# Brush Light



## Ole34 (Jan 24, 2011)

Saw this today.....kind of goofy but whatever


----------



## Phinnster (Feb 20, 2013)

Totally stupid 
Unless u took your brush for a walk at night in the woods


----------



## Ole34 (Jan 24, 2011)

Phinnster said:


> Totally stupid
> Unless u took your brush for a walk at night in the woods




the guy said hes already sold a bunch of them an people seem to like them 




people=wierdos


----------



## daArch (Mar 15, 2008)

I don know, but for us old guys, ANY light is good.

I've had to use a headlamp while making some hard to light trims . 

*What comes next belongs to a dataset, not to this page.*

PR #2348, opened 2024-04-19
tetra: no longer show singular getevents cmd flags as deprecated 

mtardy:
For some reason that I'm not sure I remember, I deprecated the singular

I wonder if they have miniature ones for my olfa snap blade.


----------



## Painter-Aaron (Jan 17, 2013)

I could see it working when the light source is bad and your creating a shadow towards where your cutting?


----------



## Epoxy Pro (Oct 7, 2012)

I have seen these in our paint store all summer. Pretty much a HO gimmick. If you can try it you will see it doesn't light up bright enough plus depending on how you paint you may just cause a shadow.


----------



## Workaholic (Apr 17, 2007)

lol trying to reinvent the wheel. This market is filled with all kinds of gimmicks. If you require more lights than is currently available go out to the truck grab a light and set it up. jmo


----------



## Wildbill7145 (Apr 30, 2014)

Painter-Aaron said:


> I could see it working when the light source is bad and your creating a shadow towards where your cutting?


I'd have to agree with others that it's a pretty dumb idea and it's only gonna work until it gets paint on it and just becomes an annoying chunk on your brush or falls into your cut can.

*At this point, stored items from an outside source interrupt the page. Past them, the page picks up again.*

PR #2354, opened 2024-04-21
Tetragon e2e Test: Run e2e tests in parallel on multiple runners

Trung-DV:
[E2e tests](https://github.com/cilium/tetragon/tree/main/tests/e2e/tests) currently have 3 packages that can run independently with each other

By split the test into 3 runners, we can reduce about ~50% CI time: https://github.com/Trung-DV/tetragon/actions/runs/8771741177

### DIFF
--- a/.github/workflows/run-e2e-tests.yaml
+++ b/.github/workflows/run-e2e-tests.yaml
@@ -18,13 +18,35 @@ env:
   ciliumCliVersion: v0.15.0
 
 jobs:
-  e2e-test:
+  list-e2e-pkg:
+    runs-on: ubuntu-22.04
+    outputs:
+      packages: ${{ steps.set-packages.outputs.packages }}
+    steps:
+    - name: Checkout Code
+      uses: actions/checkout@b4ffde65f46336ab88eb53be808477a3936bae11 # v4.1.1
+
+    - name: Install Go
+      uses: actions/setup-go@0c52d547c9bc32b1aa3301fd7a9cb496313a4491 # v5.0.0
+      with:
+        go-version-file: go.mod
+
+    - id: set-packages
+      name: Listing e2e tests packages
+      shell: bash
+      run: |
+        echo PACKAGES=$(make ls-e2e-test | jq -Rnc '[inputs | {"s": split("/")[-1], "f":.}]') | tee -a $GITHUB_STEP_SUMMARY | tee -a $GITHUB_OUTPUT
+
+  run-e2e-test:
+    needs: list-e2e-pkg
     runs-on: ${{ matrix.os }}
     timeout-minutes: 40
+    name: ${{matrix.os}} / ${{ matrix.package.s }}
     strategy:
       fail-fast: false
       matrix:
         os: [ ubuntu-22.04, actuated-arm64-4cpu-16gb ]
+        package: ${{fromJson(needs.list-e2e-pkg.outputs.packages)}}
     steps:
     - name: Checkout Code
       uses: actions/checkout@b4ffde65f46336ab88eb53be808477a3936bae11 # v4.1.1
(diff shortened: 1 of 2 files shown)


kkourt:
Hi,

Thanks for the PR, but it's not clear to me that this will work as expected.

Each e2e test requires its own Tetragon instance, and having multiple Tetragon instances at the same time can be problematic. This is why we generally running the tests sequentially.

Trung-DV:
> Hi,
> 
> Thanks for the PR, but it's not clear to me that this will work as expected.
> 
> Each e2e test requires its own Tetragon instance, and having multiple Tetragon instances at the same time can be problematic. This is why we generally running the tests sequentially.

Hi @kkourt 
As I understand, currently, we run e2e test sequentially, we will init a Tetragon instance for each test package at a time.
So I just split out the runners, init a Tetragon instance for each runner, and each runner will a single test package.
All are independent environments (runners). 
Is my approach reasonable?

mtardy (commented):
That's a good idea thanks! The only downside I could see is that your workflow might require lots of runners and sometimes it's a bottleneck when GitHub or actuated doesn't provide us with enough runners. But that should be fine.

Is there a way we could make this easier to see which is which?
image

Perhaps you could use `jobs.<job_id>.name` with the last folder name of the matrix path, or the entire path.

Like:
```yaml
run-e2e-test:
  name: ${{ <your path> }}
```

Trung-DV:
I have updated
now it looks like https://github.com/Trung-DV/tetragon/actions/runs/8799449115

image

.github/workflows/run-e2e-tests.yaml
```diff
@@ -18,13 +18,36 @@ env:
...
+      with:
+        go-version-file: go.mod
+
+    - id: set-packages
+      name: Listing e2e tests packages
+      shell: bash
+      run: |
+        echo PACKAGES=$(make ls-e2e-test | jq -Rnc '[inputs | {"s": split("/")[-1], "f":.}]') | tee -a $GITHUB_STEP_SUMMARY | tee -a $GITHUB_OUTPUT
+
+
```
mtardy, line 40: nit, double empty line here

mtardy (approved):
Thanks I like it, I think it's a great improvement!

mtardy:
In addition to my previous comments, if you can squash your commits maybe! Thanks!

.github/workflows/run-e2e-tests.yaml
```diff
@@ -18,13 +18,36 @@ env:
...
+  run-e2e-test:
+    needs: list-e2e-pkg
     runs-on: ${{ matrix.os }}
     timeout-minutes: 40
+    name: '${{matrix.os}}-${{ matrix.package.s }}'
```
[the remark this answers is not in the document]
Trung-DV: I have updated

.github/workflows/run-e2e-tests.yaml
Trung-DV: I have updated

mtardy:
Please @willfindlay take a look and feel free to merge this!

.github/workflows/run-e2e-tests.yaml
```diff
@@ -18,13 +18,35 @@ env:
...
+      name: Listing e2e tests packages
+      shell: bash
+      run: |
+        echo PACKAGES=$(make ls-e2e-test | jq -Rnc '[inputs | {"s": split("/")[-1], "f":.}]') | tee -a $GITHUB_STEP_SUMMARY | tee -a $GITHUB_OUTPUT
+
+  run-e2e-test:
+    needs: list-e2e-pkg
     runs-on: ${{ matrix.os }}
     timeout-minutes: 40
+    name: '${{matrix.os}}/${{ matrix.package.s }}'
```
willfindlay, line 44:
```suggestion
    name: '${{matrix.os}} / ${{ matrix.package.s }}'
```

To match the way it's formatted ion our other workflows: https://github.com/cilium/tetragon/actions/runs/8801173979/workflow?pr=2354#L91

willfindlay (approved):
Looks amazing, I just have one nitpick.

.github/workflows/run-e2e-tests.yaml
Trung-DV: I have updated 💯

mtardy:
Thanks!!

alexellis:
How many more jobs would you expect this to generate @mtardy?

Anything that could generate dozens or hundreds of jobs will probably be misusing ["the commons"](https://en.wikipedia.org/wiki/Tragedy_of_the_commons) resource, if it's a couple more that is unlikely to make much difference.

mtardy:
> How many more jobs would you expect this to generate @mtardy?
> 
> Anything that could generate dozens or hundreds of jobs will probably be misusing ["the commons"](https://en.wikipedia.org/wiki/Tragedy_of_the_commons) resource, if it's a couple more that is unlikely to make much difference.

You are everywhere 👀 , it just transforms a 20min job into three jobs that are running significantly faster (something around 10min each) so we consume a bit more generally but also faster in a way. It should be reasonable as it asks for 4 CPUs and 16GB. We have been seeing bottlenecks on some occasions on the providing on actuated side, we hope our consumption is reasonable otherwise, we can find solutions.

alexellis:
We've had a couple of users starting matrix builds with 250+ jobs .. this of course causes some issues for the shared service.

What you're doing sounds fine.

You can right-size VMs by running vmmeter - https://actuated.dev/blog/right-sizing-vms-github-actions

I agree with Aaron in that I do find it annoying sometimes in poor lighting situations where you set up halogens and end up casting shadows in areas your trying to cut in. The only answer I've found is more halogens, but its not exactly fun to have 1500w of light sparkling up a room and you get blinded every time you turn around.


----------



## straight_lines (Oct 17, 2007)

If it were not so bulky I would consider it. It needs to be just a little thicker than an led.


----------



## capn26 (Aug 17, 2014)

R-e-d-o-n-k-u-l-o-u-s


----------



## glennb (Mar 7, 2012)

they should call it "the dik head light"


----------



## Brian C (Oct 8, 2011)

Its a marketing gimmick for the diy market. Professional painters wont waste their hard earned cash on this rubbish accessory.


----------



## Jmayspaint (Mar 26, 2013)

Wildbill7145 said:


> I agree with Aaron in that I do find it annoying sometimes in poor lighting situations where you set up halogens and end up casting shadows in areas your trying to cut in. The only answer I've found is more halogens, but its not exactly fun to have 1500w of light sparkling up a room and you get blinded every time you turn around.

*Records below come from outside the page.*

PR #2355, opened 2024-04-22
Tetragon Go Test: Reduce CI time, run test packages in parallel

Trung-DV:
Currently, we run tests sequentially, each package by each process. We can increase the parallelism of the test by removing the `-p 1` flag, so that we can run multiple test packages at a time. 
Furthermore, since there is no `t.Parallel()` call in tests, we can now remove `-parallel 1` flags also.

By moving the order of test packages, the [slowest test](https://github.com/cilium/tetragon/actions/runs/8757182496/job/24035287586#step:8:167) to run first, I hope this change can reduce `Tetragon Go Test` from around [~20min](https://github.com/cilium/tetragon/actions/runs/8757182496) to [~15min](https://github.com/Trung-DV/tetragon/actions/runs/8773573293)

### DIFF
--- a/Makefile
+++ b/Makefile
@@ -225,7 +225,7 @@ clean: cli-clean tarball-clean
 
 .PHONY: test
 test: tester-progs tetragon-bpf
-	$(GO) test -exec "$(SUDO)" -p 1 -parallel 1 $(GOFLAGS) -gcflags=$(GO_BUILD_GCFLAGS) -timeout $(GO_TEST_TIMEOUT) -failfast -cover ./pkg/... ./cmd/... ./operator/... ${EXTRA_TESTFLAGS}
+	$(GO) test -exec "$(SUDO)" $(GOFLAGS) -gcflags=$(GO_BUILD_GCFLAGS) -timeout $(GO_TEST_TIMEOUT) -failfast -cover ./pkg/sensors/tracing/... ./pkg/... ./cmd/... ./operator/... ${EXTRA_TESTFLAGS}
 
 .PHONY: bench
 bench:


Trung-DV:
Hi @mtardy, could you take a look in case this PR can reduce CI time?

mtardy (commented):
So running our tests in parallel could produce false positives maybe. In many tests we assume only one Tetragon agent is running on the kernel and only the events from the tests exist which might not be correct if we start parallelize.

We could split the tests that actually load tetragon and run them in parallel to the other tests that don't (that may be what's done here) but we would need to make sure it's the case.

Trung-DV:
> So running our tests in parallel could produce false positives maybe. In many tests we assume only one Tetragon agent is running on the kernel and only the events from the tests exist which might not be correct if we start parallelize.
> 
> We could split the tests that actually load tetragon and run them in parallel to the other tests that don't (that may be what's done here) but we would need to make sure it's the case.

Hmm understand. The main point of this PR is to remove `-p 1`, this allows us to run multiple test packages at the same time. 
Since we don't use `t.Parallel()` in tests, I think we can remove the flags `-parallel 1`. This is optional :D

mtardy:
> The main point of this PR is to remove `-p 1`, this allows us to run multiple test packages at the same time.

yep I get it, I would just need to check if the only package that starts a tetragon instance is the tracing package. Otherwise, we might get false results.

Trung-DV:
> yep I get it, I would just need to check if the only package that starts a tetragon instance is the tracing package. Otherwise, we might get false results.

Ah right, :D In this case, I think we can move `tracing` into e2e test or sth like that

kevsecurity:
> In this case, I think we can move `tracing` into e2e test or sth like that

We aren't moving unit tests into e2e tests.

The tests may well involve running up Tetragon – only one instance can run at once due to the way we pin programs and maps (plus probably other assumptions of singular use). If we make this change we prevent every other package test from running Tetragon which seems unacceptable.

I vote for rejecting this PR.

kkourt:
We could potentially split the unit tests (indeed, we have done it in the past so some [support](https://github.com/cilium/tetragon/commit/476ab862502c7a6ac92aebb1587e7c5a0b95c564) for this already exists) and have them run in different GH jobs as was done in https://github.com/cilium/tetragon/pull/2354.

That being said, I agree with @kevsecurity that this PR is not the right approach to do this.

Trung-DV:
Thank you for your comment. After some consideration and evaluation, I think the benefits of this PR are too small to change. So I would like to close this PR :D

PR #2377, opened 2024-04-25
docs: explicitly state which regex flavour is used for redaction

f1ko:


mtardy (approved):
Sure thanks! I just requested William's review just in case.

PR #2393, opened 2024-04-29
Starting 1.2 development.

kkourt:


kkourt:
The Check CRD version can be ignored:
> CustomResourceDefinitionSchemaVersion in pkg/k8s/apis/cilium.io/v1alpha1/version.go to be updated only in case of modifying the files pkg/k8s/apis/cilium.io/client/crds/v1alpha1/*.yaml

We are updating the number because we are starting 1.2.

lambdanis (approved):

PR #2399, opened 2024-04-29
bpf: use CORE for execve hook

kkourt:
Users reported an issue on RHEL 9 with binary names being wrong.

Looking at the sched/sched_process_exec tracepoint we hook into:

```
  $ cat /sys/kernel/debug/tracing/events/sched/sched_process_exec/format
  name: sched_process_exec
  ID: 310
  format:
          field:unsigned short common_type;       offset:0;       size:2; signed:0;
          field:unsigned char common_flags;       offset:2;       size:1; signed:0;
          field:unsigned char common_preempt_count;       offset:3;       size:1; signed:0;
          field:int common_pid;   offset:4;       size:4; signed:1;
          field:unsigned char common_preempt_lazy_count;  offset:8;       size:1; signed:0;

          field:__data_loc char[] filename;       offset:12;      size:4; signed:1;
          field:pid_t pid;        offset:16;      size:4; signed:1;
          field:pid_t old_pid;    offset:20;      size:4; signed:1;
 ```

There is an additional argument: common_preempt_lazy_count, which means that the struct we use (sched_execve_args) is no longer valid.

This patch removes the above struct, and instead, uses CORE and the trace_event_raw_sched_process_exec struct.

Reproduced and patch tested locally on a Rocky Linux 5.3 with a 5.14.0-362.24.1.el9_3.0.1.x86_64  kernel.

Fixes: https://github.com/cilium/tetragon/issues/1707

### DIFF
--- a/bpf/lib/generic.h
+++ b/bpf/lib/generic.h
@@ -62,15 +62,4 @@ static inline __attribute__((always_inline)) size_t generic_kprobe_common_size()
 	return offsetof(struct msg_generic_kprobe, args);
 }
 
-/* tracepoint args */
-struct sched_execve_args {
-	unsigned short common_type;
-	unsigned char common_flags;
-	unsigned char common_preempt_count;
-	int common_pid;
-	int filename;
-	int pid;
-	int old_pid;
-};
-
 #endif // _GENERIC__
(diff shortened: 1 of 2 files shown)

Try clip lights. One 300 watt utility bulb clipped on a ceiling fan or vent will light up a room well without casting weird shadows or excessive heat. 

I use these








Remove the aluminum reflector, add a 2-300 watt bulb and they work great. They are light weight enough to clip on just about any ceiling fixture. Lights the whole room.


----------



## Gough (Nov 24, 2010)

Jmayspaint said:


> Try clip lights. One 300 watt utility bulb clipped on a ceiling fan or vent will light up a room well without casting weird shadows or excessive heat.
> 
> I use these
> View attachment 28938
> ...


For best results, get those with the porcelain base. The plastic bases are typically not rated for the larger bulbs.

With 200-300 W lamps, hang them where you won't run into them with your bare arms. One of our lead painters had to learn that...several times.


----------



## SemiproJohn (Jul 29, 2013)

Brush Light...everything you always wanted in a brush, but less calories. Wait, am I letting an old beer commercial rack my brain?


----------



## Paintuh4Life (May 20, 2009)

Does it go off and on when you clap your hands?:jester:


----------



## capn26 (Aug 17, 2014)

Another vote for the clip ons. I like to use 150/200 watt "rough usage" bulbs meant for garage door openers. The take a TON of abuse without messing up the filaments. And soooooo much cooler than halogens.


----------



## PRECISIONVANCOUVER (Apr 15, 2013)

Jmayspaint said:


> Try clip lights. One 300 watt utility bulb clipped on a ceiling fan or vent will light up a room well without casting weird shadows or excessive heat.
> 
> I use these
> View attachment 28938
> ...



I use those too... They are also good for working on the vehicle either at night or when you have limited light...


----------



## Epoxy Pro (Oct 7, 2012)

These guys sent me a Facebook message saying I should really try this. No thanks. Some thing else to worry about loosing or destroying.


----------



## BuckeyePainter (Feb 14, 2014)

Why not just wear one of them camping lights on your head? Seems easier.


----------



## MikeL (Jan 5, 2015)

BuckeyePainter said:


> Why not just wear one of them camping lights on your head? Seems easier.



That's what I do. No shadows.


----------



## GR8painter (Dec 18, 2014)

If you order now, get a second one free, just pay separate shipping and handling. You get it all. Don't be fooled by imitations, this is the original Lamo Light, guaranteed to work...until you get paint on it, then you're back in the dark.


----------



## BuckeyePainter (Feb 14, 2014)

I was watching an episode of Ask This Old House this past weekend (may have been a re-run, I'm not sure) and the guys featured this "tool" on their 'What Is It Segment'. Having read this thread in the past, I had to laugh out loud while watching.


----------



## Damon T (Nov 22, 2008)

My friend just texted me today to tell me about this tool. I should text him a link to this thread! I just figured out how to do that. Cool.


----------